A Brief History of Angelina County, Texas
Angelina County was settled
predominantly by natives of the southern United States,
some of them slaveowners who established plantations in
their new Texas home. Large plantations were owned by the
Stearns, Oates, Kalty, Stovall, and Ewing families.
However, many Angelina County farmers were relatively poor
men who owned no slaves. In 1847 slaves numbered 154, out
of a total population of 834. In 1859 the number of slaves
had grown to 427, valued at $269,550, and the total
population was 4,271. Cotton culture,qv
however, occupied only 2,048 acres of county land in 1858,
a relatively small area for East Texas. Between 1850 and
1860 improved land in the county increased from about
3,000 to about 16,000 acres.
In 1861 Angelina County was the only
county in East Texas, and one of only a handful of other
Texas counties, to reject secession.qv This election
result was startling when compared with that of Angelina
County's neighbor to the immediate south, Tyler County,
which supported secession by a 99 percent vote. Angelina
County had also given the Constitutional Union partyqv
candidate, John Bell, a strong minority vote in the 1860
election. Two companies of county men were organized to
fight in the Civil War,qv
but they saw only limited action; only nineteen Angelina
County men lost their lives in the war, and no Union
soldiers entered the county before 1866.
Before the war, a principal source of
wealth in Angelina County was the raising of livestock,
since most of the early settlers were not slaveholding
planters able to concentrate on agriculture. After the war,
livestock was largely supplanted by the lumber industry,qv
and therefore the numbers of cattle did not increase
proportionately with the population. Residents declined by
1870 to 3,985, but in 1880 they numbered 5,239. In 1890 the
population was 6,306; in 1900, 13,481; and in 1910, 17,705,
2,435 of whom were black.
Economically Angelina County improved
greatly in the 1880s because of the arrival of the
railroads. Exploitation of the county's pine and hardwood
timber became possible, and lumber began quickly to return a
bonanza. The construction in 1882 of the Houston, East and
West Texas Railway was followed in a few years by the Kansas
and Gulf Short Line, which later became the Cotton Belt.

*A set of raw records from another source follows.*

Issue #3756, opened 2024-04-05
Broken sidebar when loading page


florian-sattler:
### Describe the bug

First of all: Thank you all very much for your work on this amazing software! 👍 

When navigating to page using a direkt link the sidebar overlap the content of the page:

![image](https://github.com/vuejs/vitepress/assets/65666934/726ef0a4-950f-4f87-bb57-f5b304b07416)

However when accessing the page from the main page, everything looks normal:

![image](https://github.com/vuejs/vitepress/assets/65666934/d9fce76e-ed50-4f93-ba97-a9d2440c6df6)

The problem seems to be caused by a missing class on two elements. Take a look at the developer console:

Broken:
![image](https://github.com/vuejs/vitepress/assets/65666934/02333a4d-2617-4911-ac00-a138d3d102c5)

Working:
![image](https://github.com/vuejs/vitepress/assets/65666934/70f7ad5a-2f94-4705-aaaa-ffd41cac2794)

Notice how the class `.has-sidebar` is missing on the first (`.VPLocalNav`) and third element (`#VPContent`) below the header (`.VPNav`)

When manually adding this class in the browers dev tools the site looks normal again 😄 

### Reproduction

See above.

### Expected behavior

The sidebar should be located on the side not above the page content.

### System Info

```Text
System:
    OS: Linux 5.15 Ubuntu 22.04.4 LTS 22.04.4 LTS (Jammy Jellyfish)
    CPU: (8) x64 11th Gen Intel(R) Core(TM) i7-11850H @ 2.50GHz
    Memory: 12.23 GB / 15.61 GB
    Container: Yes
    Shell: 5.8.1 - /usr/bin/zsh
  Binaries:
    Node: 20.9.0 - ~/.nvm/versions/node/v20.9.0/bin/node
    npm: 10.1.0 - ~/.nvm/versions/node/v20.9.0/bin/npm
  Browsers:
    Chrome: 123.0.6312.105
  npmPackages:
    vitepress: ^1.0.2 => 1.0.2
```

### Validations

- [X] Check if you're on the [latest VitePress version](https://github.com/vuejs/vitepress/releases/latest).
- [X] Follow our [Code of Conduct](https://vuejs.org/about/coc.html)
- [X] Read the [docs](https://vitepress.dev).
- [X] Check that there isn't already an issue that reports the same bug to avoid creating a duplicate.

brc-dd:
[...]

PR #3770, opened 2024-04-09
docs: added nginx deployment documentation

florian-sattler:
Added nginx deployment documentation as discussed in #3756 with some links for further reading.

### DIFF
--- a/docs/guide/deploy.md
+++ b/docs/guide/deploy.md
@@ -291,3 +291,47 @@ You can deploy your Vitepress website on [Kinsta](https://kinsta.com/static-site
 ### Stormkit
 
 You can deploy your VitePress project to [Stormkit](https://www.stormkit.io) by following these [instructions](https://stormkit.io/blog/how-to-deploy-vitepress).
+
+### Nginx
+
+Here is a example of an Nginx server block configuration. This setup includes gzip compression for common text-based assets, rules for serving your VitePress site's static files with proper caching headers as well as handling `cleanUrls: true`.
+
+```nginx
+server {
+    gzip on;
+    gzip_types text/plain text/css application/json application/javascript text/xml application/xml application/xml+rss text/javascript;
+
+    listen 80;
+    server_name _;
+    index index.html;
+
+    location / {
+        # content location
+        root /app;
+
+        # exact matches -> reverse clean urls -> folders -> not found
+        try_files $uri $uri.html $uri/ =404;
+
+        # non existent pages
+        error_page 404 /404.html;
+
+        # a folder without index.html raises 403 in this setup
+        error_page 403 /404.html;
+
+        # adjust caching headers
+        # files in the assets folder have hashes filenames
+        location ~* ^/assets/ {
+            expires 1y;
+            add_header Cache-Control "public, immutable";
+        }
+    }
+}
+```
+
+This configuration assumes that your built VitePress site is located in the `/app` directory on your server. Adjust the `root` directive accordingly if your site's files are located elsewhere.
+
+::: warning Do not default to index.html
+The try_files resolution must not default to index.html like in other Vue applications. This would result in an invalid page state.
+:::
+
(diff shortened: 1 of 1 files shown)


kiaking (approved):

brc-dd:
This doesn't handle the case of removing trailing slash. `/foo/bar/` should also check for `/foo/bar.html`

florian-sattler:
@brc-dd Yes indeed. Removing the trailing slash by redirecting also has downsides: https://blog.mehdi.cc/articles/vitepress-cleanurls-on-nginx-environment#the-trade-off-for-index-pages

Other railroads of the county included the St. Louis and
Southwestern, the Texas Southeastern, the Shreveport,
Houston and Gulf, the Groveton, Lufkin and Northern, and the
Texas and New Orleans, as well as many small tram lines for
lumbering. Lufkin is the hub at which most of these rail
lines met.
In 1880 county farmers cultivated only
about 25,000 acres; landowners were waiting for the
railroads so that they could develop their timber. The
county had 10,000 cattle and twice as many hogs at this
time. It was estimated that the county had 1.3 billion board
feet of longleaf and a billion board feet of loblolly pine.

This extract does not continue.